The last miracle in Egypt was a very wonderful one; it was the killing for the third time of some-the first-born- cattle. The first-born of men were also slain; but that was only for the first time, and all men are mortal. This was too much for the Egyptians, and they rose up to drive out the Israelites, the latter picking up, as they went, "jewels of silver, jewels of gold, and raiment" (xii. 35), and so robbing their unlucky hosts of the little property they had left.

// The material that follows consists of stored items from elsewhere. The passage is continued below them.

PR #7952, opened 2024-10-01
ci(buildkite): fix pre-exit hook conditionally being ignored

nightah:
This change ensures that the subsequent hooks after the `post-command` hook are not ignored due to a directory change which means hooks no longer can be found at `.buildkite/hooks`.


james-d-elliott (approved):
LGTM

PR #8021, opened 2024-10-13
fix(web): reset password absent progress feedback

Crowley723:
In the case where the password reset email takes longer than expected, a user should be given an indication as to what is happening.

This PR disables the login form and buttons when once a user initiates the password reset and shows a loading bar. The bar is visible and the form disabled until either the email succeeds or fails. This should also help minimize duplicate emails from clicking the button multiple times.

Related Reading: [3 Important (time) Limits for UX](https://www.nngroup.com/articles/response-times-3-important-limits/)


james-d-elliott (changes requested):
LGTM, I'd just suggest using the circular progress on the button similar to the other areas of the UI.

Crowley723:
> LGTM, I'd just suggest using the circular progress on the button similar to the other areas of the UI.
Sorry, would you mind pointing me to a place where there is circular progress on the buttons themselves?

james-d-elliott (changes requested):
One change I think makes sense also sorry I missed one the first time I think

Crowley723:
Moved the state logic into the async function - logic flow is much simpler now.

Also the text field error state should reset when password reset is triggered to fix the case where there is an error that persists even if an email is successfully sent.

james-d-elliott (approved):
LGTM

PR #8054, opened 2024-10-18
Outline: remove error-creating quotes

axelsimon:
Remove the double quotes around the OIDC scope, which cause an error (cf. https://github.com/authelia/authelia/discussions/5671)


james-d-elliott (approved):
LGTM

PR #8055, opened 2024-10-18
refactor(suites): remove commentary from suite based user databases

nightah:
This change ensures all user databases are consistent across the suites where utilised.


james-d-elliott (approved):

Crowley723 (approved):
👍

Issue #7918, opened 2024-09-25
Indicate why 2fa settings page is blank when no two factor domains are configured.


Crowley723:
### Description

There are a couple ways to go about this:
1. Disable/hide the two-factor settings page when there are no two factor domains for users with no credentials.
2. Display a message on the blank two factor page when there are no 2fa domains.

### Use Case

Currently when Authelia doesn't have any domains configured to use a second factor, no users are required/able to add a second factor to their account. Additionally, the Two Factor page in user settings is blank and shows no indication of why.

It could be a little confusing as to why the page is blank and might cause some confusion for administrators thinking there is a misconfiguration.

### Pre-Submission Checklist

- [X] I agree to follow the [Code of Conduct](http://www.authelia.com/code-of-conduct)

- [X] I have checked for related issues and checked the documentation

Issue #7660, opened 2024-08-10
Add inspect menu to totp credentials in user settings 


Crowley723:
### Description

Add "details" menu to totp credentials, similar to webauthn credentials.

### Use Case

#7650 
> Creation time/last used time doesn't need to be very specific, having the exact date and time when a credential was created/used isn't a super big issue. [isn't super helpful]
> For webauthn credentials, users still have the ability to see the exact date and time by inspecting the credential.

I think that it might be worth adding an inspect menu for the totp credentials as well, this would allow us to hide the algorithm type, digits, and time interval as well as give users the ability to see the long form date of when their credential was created.

I don't think people need to have immediate access to totp digital count, algorithm, and time interval and it clutters the widget. Additionally, users can have only one totp credential so (currently) there is no benefit to being able to distinguish between multiple (via digits, algorithm, interval)

This should be a fairly straightforward change.

### Details

Move 
- long form created date
- long form last used date
- totp digit count
- totp algorithm 
- totp time interval
- created by user(?)
- times used(?)
- any other relevant information
Into a info dialog similar to the webauthn credentials

This would help minimize clutter on the widget.

### Pre-Submission Checklist

- [X] I agree to follow the [Code of Conduct](http://www.authelia.com/code-of-conduct)

- [X] I have checked for related issues and checked the documentation

Crowley723:
Might be a good first issue.

james-d-elliott:
SGTM, can push it through as a ux fix if you ask me.

PR #8062, opened 2024-10-19
feat(web): add inspect menu to totp credential widget

Crowley723:
This moves Algorithm, Digits, and Period from the credential qualifier field to the new inspect dialog. This improves the appearance of the totp widget by removing unnecessary information. 
The new inspect dialog ensures the user doesn't lose access to any of the important information regarding the totp credential. This also allows users to view the explicit time and date the credential was created, as well as the last time it was used.

new otp widget
new otp dialog

Resolves: [#7660 ](https://github.com/authelia/authelia/issues/7660) and #7918


Crowley723:
This should also resolve [#7918 ](https://github.com/authelia/authelia/issues/7918)

james-d-elliott (approved):
LGTM

Issue #6538, opened 2022-03-08
docs: remove invalid response body data of test files


Chever-John:
### Improved or typo fixed.

In the test file, there is a lot of redundant request response body data, and some just duplicate the input content. For this reason, a PR is needed to improve the test example situation.

For example, this following section of the test file fits the above description, and all you need to do is remove the following section.

```shell
=== TEST 5: set route(id: 1) to etcd cluster with TLS
--- yaml_config
apisix:
  node_listen: 1984
  admin_key: null
etcd:
  host:
    - "https://127.0.0.1:12379"
  tls:
    verify: false
--- config
    location /t {
        content_by_lua_block {
            local t = require("lib.test_admin").test
            local code, body = t('/apisix/admin/routes/1',
                ngx.HTTP_PUT,
                [[{
                    "methods": ["GET"],
                    "upstream": {
                        "nodes": {
                            "127.0.0.1:8080": 1
                        },
                        "type": "roundrobin"
                    },
                    "desc": "new route",
                    "uri": "/index.html"
                }]],
                # The response body below is what needs to be deleted
                [[{
                    "node": {
                        "value": {
                            "methods": [
                                "GET"
                            ],
                            "uri": "/index.html",
                            "desc": "new route",
                            "upstream": {
                                "nodes": {
                                    "127.0.0.1:8080": 1
                                },
                                "type": "roundrobin"
                            }
                        },
                        "key": "/apisix/routes/1"
                    },
                    "action": "set"
                }]]
                )

            ngx.status = code
            ngx.say(body)
        }
    }
--- request
GET /t
--- response_body
passed
--- no_error_log
[error]
```

### Solution

You can solve this problem by writing scripts in languages that include but are not limited to **Python**.

The logic of a scripting language can be as follows:
1. Determine the scope of the script;
2. Identifying marker(need to find out by yourself);
3. Delete the associated row.

Your suggestions and more efficient solutions are welcome!

Chever-John:
Please assigne this issue to me.

PR #6545, opened 2022-03-08
test: remove unnecessary response body data check

Chever-John:

In the test file, there is a lot of redundant request response body data, and some just duplicate the input content. For this reason, a PR is needed to improve the test example situation.

Fix https://github.com/apache/apisix/issues/6538

### Pre-submission checklist:


spacewander (commented):
Look like we need to update:
```
ngx.status = code
```
to
```
if code >= 300 then
    ngx.status = code
end
```

Because the response data check will convert the status code to 200:
https://github.com/apache/apisix/blob/9b0460fb68e26d3fc1e8eac6659794598ce859ac/t/lib/test_admin.lua#L204-L214

spacewander (approved):

shuaijinchao (approved):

But poor Pharaoh was not yet safe: "The Lord hardened the heart of Pharaoh king of Egypt, and he pursued after the children of Israel" (xiv. 8). He yoked into his chariots the twice-slain horses, and mounted his men on others of these re-revivified quadrupeds, and galloped after the flying robbers. God, to deliver his people, divided the sea before them, piling up the waters on each side as a wall. Down along this curious and unique path plunged the men and the horses, the latter probably thinking that one death, more or less, couldn't hurt them. A new difficulty arose. God pulled off their chariot-wheels, and so delayed them; and then suddenly down came the water-walls, and the poor Egyptians were all drowned. Like the flies and the locusts, "there remained not so much as one of them" (xiv. 28). The horses also were drowned, and let us hope they did not come to life again.
Thus endeth the story of the miracles of Egypt, which story is part of the Christian creed as defined by law, and which it is blasphemy to deny.